PR #2457, opened 2020-11-18
Update tsconfig file to include .tsx files

### LINKED ISSUE #2342: Convert all core JS to Typescript
This should be done in small, maximally isolated PRs: no more than a few files updated per PR so that we can slowly review and phase these in over time.

nina-py:
**Refs flarum/framework#3533**

Doesn't really **fix** the umbrella issue but is related to it.

Change `tsconfig.json` so that project-specific configuration is taken into account not just for `.ts` files but for `.tsx` files as well. Removing the file extension makes TS default to processing just `.ts`, `.tsx`, and `.d.ts`. files.

**Confirmed**

**Required changes:**

### DIFF
--- a/js/tsconfig.json
+++ b/js/tsconfig.json
@@ -1,5 +1,5 @@
 {
-  "include": ["src/**/*"],
+  "include": ["src/**/*.ts", "src/**/*.tsx"],
   "files": ["shims.d.ts"],
   "compilerOptions": {
     "allowUmdGlobalAccess": true,
--- a/js/tsconfig.json
+++ b/js/tsconfig.json
@@ -1,5 +1,5 @@
 {
-  "include": ["src/**/*.ts"],
+  "include": ["src/**/*"],
   "files": ["shims.d.ts"],
   "compilerOptions": {
     "allowUmdGlobalAccess": true,


datitisev:
I edited the description so the issue isn't closed if we merge this PR.

js/tsconfig.json
```diff
@@ -1,5 +1,5 @@
 {
-  "include": ["src/**/*.ts"],
+  "include": ["src/**/*"],
```
askvortsov1, line 2: This feels quite broad, essentially saying any file in src. Couldn't this cause files unrelated to JS/TS/TSX to be recognized incorrectly?

nina-py: @askvortsov1, according to the official documentation, this will actually do what we want it to do - parse only TypeScript files:

> If a glob pattern doesn’t include a file extension, then only files with supported extensions are included (e.g. .ts, .tsx, and .d.ts by default, with .js and .jsx if allowJs is set to true).
https://www.typescriptlang.org/tsconfig#include

Since allowJs is not explicitly set to true, this change will mean that TS will go from parsing just `.ts` files to `.ts`, `.tsx`, and `d.ts`, ignoring JS files and anything else that may be present in those directories.

askvortsov1 (approved):

nina-py:
Thanks for approving this @askvortsov1. I was thinking that perhaps it would be better to set the files to parse explicitly instead of following the TS docs - that way this config value would essentially become self-documenting:

```
"include": ["src/**/*.ts", "src/**/*.tsx"],
```

askvortsov1:
Ah yes that's even better!

nina-py:
@askvortsov1 done!

dsevillamartin (approved):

————

Exact copies of all the records are to be printed.

WRITTEN SOLUTION:
PR #2457, opened 2020-11-18
Update tsconfig file to include .tsx files

### LINKED ISSUE #2342: Convert all core JS to Typescript
This should be done in small, maximally isolated PRs: no more than a few files updated per PR so that we can slowly review and phase these in over time.

nina-py:
**Refs flarum/framework#3533**

Doesn't really **fix** the umbrella issue but is related to it.

Change `tsconfig.json` so that project-specific configuration is taken into account not just for `.ts` files but for `.tsx` files as well. Removing the file extension makes TS default to processing just `.ts`, `.tsx`, and `.d.ts`. files.

**Confirmed**

**Required changes:**

### DIFF
--- a/js/tsconfig.json
+++ b/js/tsconfig.json
@@ -1,5 +1,5 @@
 {
-  "include": ["src/**/*"],
+  "include": ["src/**/*.ts", "src/**/*.tsx"],
   "files": ["shims.d.ts"],
   "compilerOptions": {
     "allowUmdGlobalAccess": true,
--- a/js/tsconfig.json
+++ b/js/tsconfig.json
@@ -1,5 +1,5 @@
 {
-  "include": ["src/**/*.ts"],
+  "include": ["src/**/*"],
   "files": ["shims.d.ts"],
   "compilerOptions": {
     "allowUmdGlobalAccess": true,


datitisev:
I edited the description so the issue isn't closed if we merge this PR.

js/tsconfig.json
```diff
@@ -1,5 +1,5 @@
 {
-  "include": ["src/**/*.ts"],
+  "include": ["src/**/*"],
```
askvortsov1, line 2: This feels quite broad, essentially saying any file in src. Couldn't this cause files unrelated to JS/TS/TSX to be recognized incorrectly?

nina-py: @askvortsov1, according to the official documentation, this will actually do what we want it to do - parse only TypeScript files:

> If a glob pattern doesn’t include a file extension, then only files with supported extensions are included (e.g. .ts, .tsx, and .d.ts by default, with .js and .jsx if allowJs is set to true).
https://www.typescriptlang.org/tsconfig#include

Since allowJs is not explicitly set to true, this change will mean that TS will go from parsing just `.ts` files to `.ts`, `.tsx`, and `d.ts`, ignoring JS files and anything else that may be present in those directories.

askvortsov1 (approved):

nina-py:
Thanks for approving this @askvortsov1. I was thinking that perhaps it would be better to set the files to parse explicitly instead of following the TS docs - that way this config value would essentially become self-documenting:

```
"include": ["src/**/*.ts", "src/**/*.tsx"],
```

askvortsov1:
Ah yes that's even better!

nina-py:
@askvortsov1 done!

dsevillamartin (approved):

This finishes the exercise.